** GIVEN DATA follows **
PR #283, opened 2019-05-09
Buffers stores data and meta

lamphamsy:
`Buffers` consists of a vector of `n` DATA buffers (array of T) and an OPTIONAL vector of `n` META buffers (array of `uint8_t`). A meta buffer corresponds to a data buffer. Every `s`-byte data element of a data buffer corresponds to an `s`-bit element of the meta buffer. A pair of data and meta elements can
represent an integer of `8*s + s`-bits Each data element points to a buffer of size `m * sizeof(T)` bytes.
Hence, each meta element points to a buffer of size `bsize = m * sizeof(T) / 8` bytes that should be an integer, i.e. `m * sizeof(T) % 8 = 0`. This condition is not difficult to achieve as a convenient `size` can be always chosen with a negligible impact on its application.

### DIFF
--- a/src/vec_buffers.h
+++ b/src/vec_buffers.h
@@ -153,9 +153,88 @@ class Buffers final {
         unsigned data_len,
         unsigned group_len);
     void radix2_fft_inv_prepare(const Buffers<T>& input);
+    void reset_meta();
     friend bool operator==<T>(const Buffers<T>& lhs, const Buffers<T>& rhs);
     void dump(void);
     void swap(unsigned i, unsigned j);
+
+    /** Calculate meta size given a buffer size
+     *  meta size := ceil(size * sizeof(T) / CHAR_BIT)
+     *
+     * @param s - given size, in words
+     * @return meta size, in bytes
+     */
+    static size_t compute_meta_size(size_t s)
+    {
+        assert(s > 0);
+
+        const size_t bytes = s * sizeof(T);
+        size_t r = bytes / CHAR_BIT;
+        while (r * CHAR_BIT < bytes) {
+            r++;
+        }
+        return r;
+    };
+
+    /** Calculate buffer size given a meta_size
+     *  buffer size := ceil(meta_size * CHAR_BIT / sizeof(T))
+     *
+     * @param m_size - given meta size, in bytes
+     * @return meta size
+     */
+    static size_t compute_size(size_t m_size)
+    {
+        assert(m_size > 0);
+
+        const size_t bytes = m_size * CHAR_BIT;
+        size_t r = bytes / sizeof(T);
+        while (r * sizeof(T) < bytes) {
+            r++;
+        }
+        return r;
+    };
+
+    /** Calculate conventional size of buffers
+     * Conentional size is the lowest number of words that is at least a given
+     * `s` and satisfy the following conditions:
+     *  - its bytes is multiple of `size_alignment`
+     *  - the correspondent `meta_size` is multiple of `meta_size_alignment`
+     *
+     * @param s - given size, in words
+     * @param size_alignment - alignment number of output size, in bytes
+     * @param meta_size_alignment - alignment number of meta size according to
+     * the out size, in byte
+     * @return conventional size, in words
+     */
+    static size_t get_conv_size(
+        size_t s,
+        size_t size_alignment = 0,
+        size_t meta_size_alignment = 0)
+    {
+        assert(s > 0);
+
+        if (size_alignment == 0) {
+            size_alignment = simd::ALIGNMENT;
+        }
+
+        if (meta_size_alignment == 0) {
+            // it's the `meta_size` for a single element fitting a Register
+            meta_size_alignment = simd::ALIGNMENT / CHAR_BIT;
+        }
+
+        // calculate meta_size
+        size_t m_size = Buffers<T>::compute_meta_size(s);
+        // calculate new size according to `m_size`
+        size_t c_size = Buffers<T>::compute_size(m_size);
+
+        while (c_size * sizeof(T) % size_alignment != 0
+               || m_size % meta_size_alignment != 0) {
+            m_size++;
+            c_size = Buffers<T>::compute_size(m_size);
+        }
+
+        return c_size;
+    };
 
   protected:
     std::vector<T*> mem;
@@ -173,7 +252,7 @@ class Buffers final {
     uint8_t* zeros_meta = nullptr;
     bool m_meta = false;
 
-    void compute_meta_size();
+    void init_meta();
     void allocate_meta(bool init_zero = false);
 };
 
@@ -198,7 +277,7 @@ Buffers<T>::Buffers(int n, size_t size, bool has_meta)
 
     if (has_meta) {
         this->m_meta = has_meta;
-        this->compute_meta_size();
+        this->init_meta();
         this->allocate_meta(true);
     }
 }
@@ -225,7 +304,7 @@ Buffers<T>::Buffers(
 
     if (meta) {
         this->m_meta = true;
-        this->compute_meta_size();
+        this->init_meta();
         this->meta = *meta;
     }
 }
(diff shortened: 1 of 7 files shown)


src/vec_buffers.h
```diff
@@ -632,6 +639,34 @@ inline const T* Buffers<T>::get(int i) const
...
+ * - low half part is the low (or high) part of the `j`th element
+ * - high half part is the low (or high) part of the meta of the `j`th element
+ *
+ * @param buf_id - index of buffer
+ * @param ele_id - index of element in the ith buffer
+ * @param hi - high half part of the unpacked element
+ * @param lo - low half part of the unpacked element
+ */
+template <typename T>
+void Buffers<T>::get(int buf_id, size_t ele_id, T& hi, T& lo) const
```
slaperche-scality: See my comments on `Buffers<T>::set`, most of them also apply here.

src/vec_buffers.h
```diff
@@ -658,6 +693,47 @@ inline const std::vector<uint8_t*>& Buffers<T>::get_meta() const
...
 }
 
+/** Get meta value of the `j`th element at the `i`th buffer
+ *
+ * @param buf_id - index of buffer
+ * @param ele_id - index of element in the ith buffer
+ * @return meta value
+ */
+template <typename T>
+T Buffers<T>::get_meta(int buf_id, size_t ele_id) const
```
slaperche-scality: Ditto, see my comment on `Buffers<T>::set_meta`, most of them also apply here.

src/vec_buffers.h
```diff
@@ -651,6 +657,69 @@ void Buffers<T>::swap(unsigned i, unsigned j)
     }
 }
 
+/** Perform a preparatiion in radix-2 FFT algorithm
```
slaperche-scality: s/tiion/tion/

src/vec_buffers.h
```diff
@@ -651,6 +657,69 @@ void Buffers<T>::swap(unsigned i, unsigned j)
...
+ *
+ * @param input - input buffers
+ * @param scrambler - a vector stores bit-reversed values
+ * @param data_len - a conven length
```
slaperche-scality: conven?

src/vec_buffers.h
```diff
@@ -651,6 +657,69 @@ void Buffers<T>::swap(unsigned i, unsigned j)
...
+        for (unsigned i = scrambler[idx]; i < scrambler[idx] + group_len; ++i) {
+            std::copy_n(i_mem[idx], size, mem[i]);
+            m_meta ? std::copy_n(i_meta[idx], meta_size, meta[i]) : nullptr;
+        }
+    }
+    for (unsigned idx = input_len; idx < data_len; ++idx) {
+        // set output  = scramble(input), i.e. bit reversal ordering
+        for (unsigned i = scrambler[idx]; i < scrambler[idx] + group_len; ++i) {
+            std::fill_n(mem[i], size, 0);
+            m_meta ? std::fill_n(meta[i], meta_size, 0) : nullptr;
```
slaperche-scality: Ternary are usually used for assignment. That's not the case here.

Could would be clearer written as:

```
if (m_meta) {
    std::fill_n(meta[i], meta_size, 0)
}
```

src/vec_buffers.h
```diff
@@ -651,6 +657,69 @@ void Buffers<T>::swap(unsigned i, unsigned j)
...
+    for (i = 0; i < input_len; ++i) {
+        std::copy_n(i_mem[i], size, mem[i]);
+        m_meta ? std::copy_n(i_meta[i], meta_size, meta[i]) : nullptr;
+    }
+
+    if (input_len < len) {
+        const unsigned input_len_power_2 = arith::ceil2<unsigned>(input_len);
+        for (; i < input_len_power_2; ++i) {
+            std::fill_n(mem[i], size, 0);
+            m_meta ? std::fill_n(meta[i], meta_size, 0) : nullptr;
```
slaperche-scality: same remarks, don't use a ternary here (an `if` is clearer)

test/buffers_utest.cpp
```diff
@@ -362,3 +362,176 @@ TYPED_TEST(BuffersTest, TestCalculateSize) // NOLINT
         ASSERT_EQ(t.expected[id], new_size);
     }
 }
+
+TYPED_TEST(BuffersTest, TestGetValueAndMeta) // NOLINT
```
slaperche-scality: If possible, try to have two test functions: one to test values, and one to test metadata (it will make test more like unit test, since you'll be testing a single function and also the test will be shorter => more readable).

src/vec_buffers.h
```diff
@@ -720,6 +801,17 @@ void Buffers<T>::radix2_fft_inv_prepare(const Buffers<T>& input)
     }
 }
 
+/// Reset meta buffers
+template <typename T>
+inline void Buffers<T>::reset_meta()
+{
+    if (m_meta) {
+        for (int i = 0; i < n; i++) {
+            std::fill_n(meta[i], meta_size, 0);
```
slaperche-scality: Any reason why you are using `0` instead of reusing your `zero_meta` vector?

src/vec_buffers.h
```diff
@@ -153,10 +153,89 @@ class Buffers final {
...
+     * @param s - given size, in words
+     * @return meta size, in bytes
+     */
+    static size_t compute_meta_size(size_t s)
+    {
+        assert(s > 0);
+
+        const size_t bytes = s * sizeof(T);
+        size_t r = bytes / CHAR_BIT;
+        while (r * CHAR_BIT < bytes) {
```
slaperche-scality: see my previous comment on that `while`.

src/vec_buffers.h
```diff
@@ -153,10 +153,89 @@ class Buffers final {
...
+     * @param m_size - given meta size, in bytes
+     * @return meta size
+     */
+    static size_t compute_size(size_t m_size)
+    {
+        assert(m_size > 0);
+
+        const size_t bytes = m_size * CHAR_BIT;
+        size_t r = bytes / sizeof(T);
+        while (r * sizeof(T) < bytes) {
```
slaperche-scality: ditto about the while

src/vec_buffers.h
```diff
@@ -153,10 +153,89 @@ class Buffers final {
...
+        return r;
+    };
+
+    /** Calculate buffer size given a meta_size
+     *  buffer size := ceil(meta_size * CHAR_BIT / sizeof(T))
+     *
+     * @param m_size - given meta size, in bytes
+     * @return meta size
+     */
+    static size_t compute_size(size_t m_size)
```
slaperche-scality: `compute_size` and `compute_meta_size` are too similar, you should have a single function instead of copy/pasting.

src/vec_buffers.h
```diff
@@ -153,10 +153,89 @@ class Buffers final {
...
+        const size_t bytes = m_size * CHAR_BIT;
+        size_t r = bytes / sizeof(T);
+        while (r * sizeof(T) < bytes) {
+            r++;
+        }
+        return r;
+    };
+
+    /** Calculate conventional size of buffers
+     * Conentional size is the lowest number of words that is at least a given
```
slaperche-scality: s/Conentional/conventional/

Also, skip a line between the short description (the first line) and the detailed one (the rest).

src/vec_buffers.h
```diff
@@ -153,10 +153,89 @@ class Buffers final {
...
+     * `s` and satisfy the following conditions:
+     *  - its bytes is multiple of `size_alignment`
+     *  - the correspondent `meta_size` is multiple of `meta_size_alignment`
+     *
+     * @param s - given size, in words
+     * @param size_alignment - alignment number of output size, in bytes
+     * @param meta_size_alignment - alignment number of meta size according to
+     * the out size, in byte
+     * @return conventional size, in words
```
slaperche-scality: What's the size of word? is it 32-bit or is it `sizeof(T)`?

PR #282, opened 2019-04-25
Fec FNT: enhancement by focusing on `Buffers`

lamphamsy:

PR #284, opened 2019-06-12
Simplify SIMD operations

lamphamsy:
NB: the PR is split/extracted from the big one #282 

The purpose is to eliminate as much as possible branches, particularly in essential operations s.t. modular operations.

Currently, we support vectorized operations of FNT in the cases:
- FNT(257) using `uint16_t` and `uint32_t`
- FNT(65537) using `uint32_t`

But the support of FNT(257) using `uint32_t` raises additional branches of checking the cardinal of the field. And its encoding/decoding speeds are obviously smaller than the two other cases: FNT(257) using `uin16_t` and FNT(65537) using `uint32_t`.

Hence, for FNT, we support only  FNT(257) using `uin16_t` and FNT(65537) using `uint32_t`.

### DIFF
--- a/CMakeLists.txt
+++ b/CMakeLists.txt
@@ -191,7 +191,7 @@ endif()
 
 # Release flags
 set(RELEASE_CXX_FLAGS
-  -O3 -DNDEBUG
+  -O3 -DNDEBUG -flto=full
 )
 foreach(flag ${RELEASE_CXX_FLAGS})
   check_cxx_compiler_flag(${flag} has_flag_${flag})
--- a/scripts/test_ec.sh
+++ b/scripts/test_ec.sh
@@ -174,7 +174,6 @@ do
     fec_type=$(echo $i|cut -d_ -f1)
     word_size=$(echo $i|cut -d_ -f2)
 
-    do_test enconly ${fec_type} ${word_size} 50 50 "" ""
     do_test all ${fec_type} ${word_size} 3 3 "" ""
     do_test all ${fec_type} ${word_size} 3 3 "0 1" "0"
     do_test all ${fec_type} ${word_size} 3 5 "0 1" "0"
--- a/src/simd_128.h
+++ b/src/simd_128.h
@@ -40,29 +40,23 @@ typedef __m128i VecType;
 
 /* ============= Constant variable  ============ */
 
-// @note: using const leads to an lint error of initialization of 'variable'
-// with static storage duration may throw an exception that cannot be caught
+template <typename T>
+inline VecType one();
+template <>
+inline VecType one<uint16_t>()
+{
+    return _mm_set1_epi16(1);
+}
+template <>
+inline VecType one<uint32_t>()
+{
+    return _mm_set1_epi32(1);
+}
 
-// NOLINTNEXTLINE(cert-err58-cpp)
-const VecType F4_U32 = _mm_set1_epi32(65537);
-// NOLINTNEXTLINE(cert-err58-cpp)
-const VecType F4_MINUS_ONE_U32 = _mm_set1_epi32(65536);
-// NOLINTNEXTLINE(cert-err58-cpp)
-const VecType F3_U32 = _mm_set1_epi32(257);
-// NOLINTNEXTLINE(cert-err58-cpp)
-const VecType F3_MINUS_ONE_U32 = _mm_set1_epi32(256);
-
-// NOLINTNEXTLINE(cert-err58-cpp)
-const VecType F3_U16 = _mm_set1_epi16(257);
-// NOLINTNEXTLINE(cert-err58-cpp)
-const VecType F3_MINUS_ONE_U16 = _mm_set1_epi16(256);
-
-// NOLINTNEXTLINE(cert-err58-cpp)
-const VecType ZERO = _mm_setzero_si128();
-// NOLINTNEXTLINE(cert-err58-cpp)
-const VecType ONE_U16 = _mm_set1_epi16(1);
-// NOLINTNEXTLINE(cert-err58-cpp)
-const VecType ONE_U32 = _mm_set1_epi32(1);
+inline VecType zero()
+{
+    return _mm_setzero_si128();
+}
 
 // NOLINTNEXTLINE(cert-err58-cpp)
 const VecType MASK8_LO = _mm_set1_epi16(0x80);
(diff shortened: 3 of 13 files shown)


src/simd_256.h
```diff
@@ -56,26 +56,23 @@ typedef __m128i HalfVecType;
 // @note: using const leads to an lint error of initialization of 'variable'
 // with static storage duration may throw an exception that cannot be caught
```
slaperche-scality: ditto, this comment can be removed I think.

src/simd_fnt.h
```diff
@@ -37,42 +37,55 @@ namespace quadiron {
...
+template <>
+inline VecType get_low_half<uint16_t>(const VecType& x)
+{
+    return BLEND8(zero(), x, MASK8_LO);
+}
+template <>
+inline VecType get_low_half<uint32_t>(const VecType& x)
 {
-    return (q == F3) ? BLEND8(ZERO, x, MASK8_LO) : BLEND16(ZERO, x, 0x55);
+    return BLEND16(zero(), x, 0x55);
```
slaperche-scality: Could we have a document constant (like we did with `MASK8_LO`) instead of having a raw magic number?

src/simd_fnt.h
```diff
@@ -37,42 +37,55 @@ namespace quadiron {
...
+inline VecType get_high_half<uint16_t>(const VecType& x)
+{
+    return BLEND8(zero(), SHIFTR(x, 1), MASK8_LO);
+}
+template <>
+inline VecType get_high_half<uint32_t>(const VecType& x)
 {
-    return (q == F3) ? BLEND8(ZERO, SHIFTR(x, 1), MASK8_LO)
-                     : BLEND16(ZERO, SHIFTR(x, 2), 0x55);
+    return BLEND16(zero(), SHIFTR(x, 2), 0x55);
```
slaperche-scality: ditto (named constant instead of 0x55)

src/simd_radix2_fft.h
```diff
@@ -36,6 +36,24 @@
...
 namespace simd {
 
+enum class CtGsCase {
+    SIMPLE,
+    NORMAL,
+    EXTREME,
+};
+
+template <typename T>
+inline CtGsCase get_case(T r, T q)
```
slaperche-scality: This function can be declared `constexpr`.

e.g.:
```
template <typename T>
constexpr CtGsCase get_case(T r, T q)
```

(`constexpr` implies `inline` so no need to keep it).

src/simd_radix2_fft.h
```diff
@@ -44,22 +62,31 @@ namespace simd {
...
+    case CtGsCase::SIMPLE:
+        y = mod_sub<T>(x, z);
+        x = mod_add<T>(x, z);
+        break;
+    case CtGsCase::EXTREME:
+        y = mod_add<T>(x, z);
+        x = mod_sub<T>(x, z);
+        break;
+    case CtGsCase::NORMAL:
+    default:
```
slaperche-scality: Remove the `default` case.

Since we are using an enum, the compiler can statically enforce that we cover all the enum values.
If one day we add a new case, we will have a compiler error if we don't update the switch, e.g.:

```
error: enumeration value 'NEW_CASE' not handled in switch [-Werror=switch-enum]
```

src/simd_radix2_fft.h
```diff
@@ -69,25 +96,30 @@ inline void butterfly_ct(T rp1, VecType c, VecType* x, VecType* y, T q)
...
+    VecType add = mod_add<T>(x, y);
+    switch (gs_case) {
+    case CtGsCase::SIMPLE:
+        y = mod_sub<T>(x, y);
+        break;
+    case CtGsCase::EXTREME:
+        y = mod_sub<T>(y, x);
+        break;
+    case CtGsCase::NORMAL:
+    default:
```
slaperche-scality: ditto: remove `default`

src/simd_radix2_fft.h
```diff
@@ -96,24 +128,25 @@ inline void butterfly_gs(T rp1, VecType c, VecType* x, VecType* y, T q)
...
-        return mod_neg(x, q);
+    switch (gs_case) {
+    case CtGsCase::EXTREME:
+        x = mod_neg<T>(x);
+        break;
+    case CtGsCase::NORMAL:
+        x = mod_mul<T>(c, x);
+        break;
+    case CtGsCase::SIMPLE:
+    default:
```
slaperche-scality: ditto: remove `default`

test/quadiron_c_utest.cpp
```diff
@@ -213,6 +197,39 @@ class QuadironCTest : public ::testing::Test {
...
+            }
+        }
+
+        for (int i = 0; i < n_parities; i++) {
+            if (missing_idxs[n_data + i]) {
+                std::fill_n(_parity[i], block_size + metadata_size, 0);
+            }
+        }
+
+        // FIXME: for non-systematic FNT, `quadiron_fnt32_decode` will
```
slaperche-scality: IMHO, it's cleaner to have a copy of `_data`/call `quadiron_fnt32_decode` on a copy instead of relying on the order of the test.

CMakeLists.txt
```diff
@@ -191,7 +191,7 @@ endif()
 
 # Release flags
 set(RELEASE_CXX_FLAGS
-  -O3 -DNDEBUG
```
slaperche-scality: So now it works? Great!

We probably have fixed some issue in our code.

scripts/test_ec.sh
```diff
@@ -174,7 +174,7 @@ do
     fec_type=$(echo $i|cut -d_ -f1)
     word_size=$(echo $i|cut -d_ -f2)
 
-    do_test enconly ${fec_type} ${word_size} 50 50 "" ""
+#    do_test enconly ${fec_type} ${word_size} 50 50 "" ""
```
slaperche-scality: Why not removing it totally (it will not be lost, thanks to Git history), and explain why we remove it in the commit message.

src/simd_128.h
```diff
@@ -43,26 +43,23 @@ typedef __m128i VecType;
 // @note: using const leads to an lint error of initialization of 'variable'
 // with static storage duration may throw an exception that cannot be caught
```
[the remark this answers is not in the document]
lamphamsy: Yes, it should be. Thanks

test/ec_driver.cpp
```diff
@@ -582,31 +582,31 @@ int main(int argc, char** argv)
     data_zpad = count_digits(n_data - 1);
 
     if (eflag == EC_TYPE_RS_FNT) {
-        if (word_size <= 4) {
-            run_fec_rs_fnt<uint32_t>(
+        if (word_size == 1) {
```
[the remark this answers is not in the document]
lamphamsy: okay, I will update it

src/simd_fnt.h
lamphamsy: okay, it's better

src/simd_radix2_fft.h
lamphamsy: Thanks. I will update it

test/quadiron_c_utest.cpp
lamphamsy: yes, it's better. A copy of encoded fragments will be used to avoid such cases.

CMakeLists.txt
lamphamsy: Yes, it works now :)

lamphamsy:
@slaperche-scality : it's updated. Thanks for your next reviews :)

test/ec_driver.cpp
```diff
@@ -51,6 +51,13 @@ static void xusage()
     std::exit(EXIT_FAILURE);
 }
 
+[[noreturn]]
+static void xfnt()
+{
+    std::cerr << std::string("FEC using FNT supports word_size = 1 or 2\n");
```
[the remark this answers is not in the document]
lamphamsy: oh, you're right. Thanks

test/ec_driver.cpp
```diff
@@ -51,6 +51,13 @@ static void xusage()
     std::exit(EXIT_FAILURE);
 }
 
+[[noreturn]]
+static void xfnt()
```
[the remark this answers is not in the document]
lamphamsy: okay, I renamed it :)

test/ec_driver.cpp
```diff
@@ -52,9 +52,9 @@ static void xusage()
 }
 
 [[noreturn]]
-static void xfnt()
+static void xfnt_support_cases()
```
slaperche-scality: `xfnt_bad_word_size`?

lamphamsy: it's clearer. Thanks

PR #290, opened 2020-01-20
Add PDF documentation

vrancurel:


NicolasT:
Why not import the source? :man_shrugging:

vrancurel:
> Why not import the source? 🤷‍♂

done

PR #680, opened 2020-04-21
Optimize load js and minify css+html

### LINKED ISSUE #679: Wrong input text history
Reproduce:
 - Open website
 - Type any command, ex: `ls`
 - Press up arrow: terminal add a little space after ls

hong4rc:
Hi Peter.

This PR has many changes, tell me something that you don't like:

 - Merge all CSS to one file, minify CSS and HTML, fixed #679 (space in textarea)
 - Move `font` folder to `assets`
 - Merge `jquery-ui` to `bundle.js` (don't create too many requests)
 - Defer parsing of JavaScript: load js when parsing HTML(currently wait to parse HTML done)
   - Add `defer` to script
   - Move `bundle.js` to head(load first), but `bundle.js` call template(script with `type="text/html"`) so I moved that script to head too


package.json
```diff
@@ -36,10 +39,11 @@
   "dependencies": {
     "backbone": "^1.4.0",
     "flux": "^3.1.3",
-    "jquery": "^3.4.0",
+    "jquery": "^1.8.0",
```
pcottle, line 42: this seems like a pretty big jump backwards in jquery histrory -- anything to be concerned about?

gulpfile.js
```diff
@@ -141,8 +130,14 @@ var miniBuild = function() {
 };
 
 var style = function() {
-  return src('src/style/main.css')
-    .pipe(gHash())
+  var chain = src('src/style/*.css')
+    .pipe(concat('main.css'));
+
+  if (process.env.NODE_ENV === 'production') {
```
pcottle, line 136: ah yeah I remember we set this in the miniBuild function. its a bit less direct than the config param earlier but this works

pcottle:
Boom, should be out in prod! Seems to take a smidge longer while building now but a worthwhile tradeoff for speedier page loads 😇

hong4rc:
Backbone require jquery in node_modules to work with browserify so I add
jquery to package.json(don't care version because I don't see error).

I build this PR change with jquery 3 and failed.

pcottle:
hrm are you sure @hong4rc ? once I ran `yarn` to upgrade, I was able to get everything building just fine. its also in the prod branch right now:
https://github.com/pcottle/learnGitBranching/commits/gh-pages

and everything seems to be working great

package.json
hong4rc: > hrm are you sure @hong4rc ? once I ran `yarn` to upgrade, I was able to get everything building just fine. its also in the prod branch right now:
> [`gh-pages` (commits)](https://github.com/pcottle/learnGitBranching/commits/gh-pages)
> 
> and everything seems to be working great

:)
 You forgot call `yarn` to install `jquery v1.8`
image

gulpfile.js
hong4rc: `buildIndex` is called in `fastBuild`(`ifyBuild` don't set `process.env.NODE_ENV`) and `build`(`miniBuild` set `process.env.NODE_ENV` -> `'production'`)

package.json
waldyrious: For reference, there's further discussion about this in #681.

yarn.lock
```diff
@@ -2499,10 +2563,10 @@ jasmine@^3.1.0:
     glob "^7.1.4"
     jasmine-core "~3.5.0"
 
-jquery@^3.4.0:
-  version "3.4.1"
-  resolved "https://registry.yarnpkg.com/jquery/-/jquery-3.4.1.tgz#714f1f8d9dde4bdfa55764ba37ef214630d80ef2"
-  integrity sha512-36+AdBzCL+y6qjw5Tx7HgzeGCzC81MDDgaUP8ld2zhx58HdqXGoBd+tHdrBMiyjGQs0Hxs/MLZTu/eHNJJuWPw==
+jquery@^1.8.0:
+  version "1.12.4"
```
pcottle, line 2567: sounds like this is what broke things....

before we were truly on 1.8, and going to 1.12 had the issue with drag and drop.

the weird thing is that if I go down to 1.8 for dependencies and build, i get some odd errors.

PR #683, opened 2020-04-22
Revert jquery back to 1.8 or above

### LINKED ISSUE #682: Drag and drop for git interactive rebase doesn't work
Hi,
When trying to change the order of commits when doing for example `git rebase -i HEAD~4` (as in level Moving Work Around:2) nothing happens. Tried this in different browsers (chrome, firefox, Internet explorer) on linux and windows pcs.
And thanks for this wonderful site btw

pcottle:
Resolves #682 and #681  for reference

### DIFF
--- a/package.json
+++ b/package.json
@@ -39,7 +39,7 @@
   "dependencies": {
     "backbone": "^1.4.0",
     "flux": "^3.1.3",
-    "jquery": "^3.4.0",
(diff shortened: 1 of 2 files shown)


pcottle:
the branch looks fine to me in travis, just this UI isnt updating... weird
** End of GIVEN DATA **
Determine how many lines in the listing above hold "switch". Give the number without any other words.

● EXERCISE RESULT: 4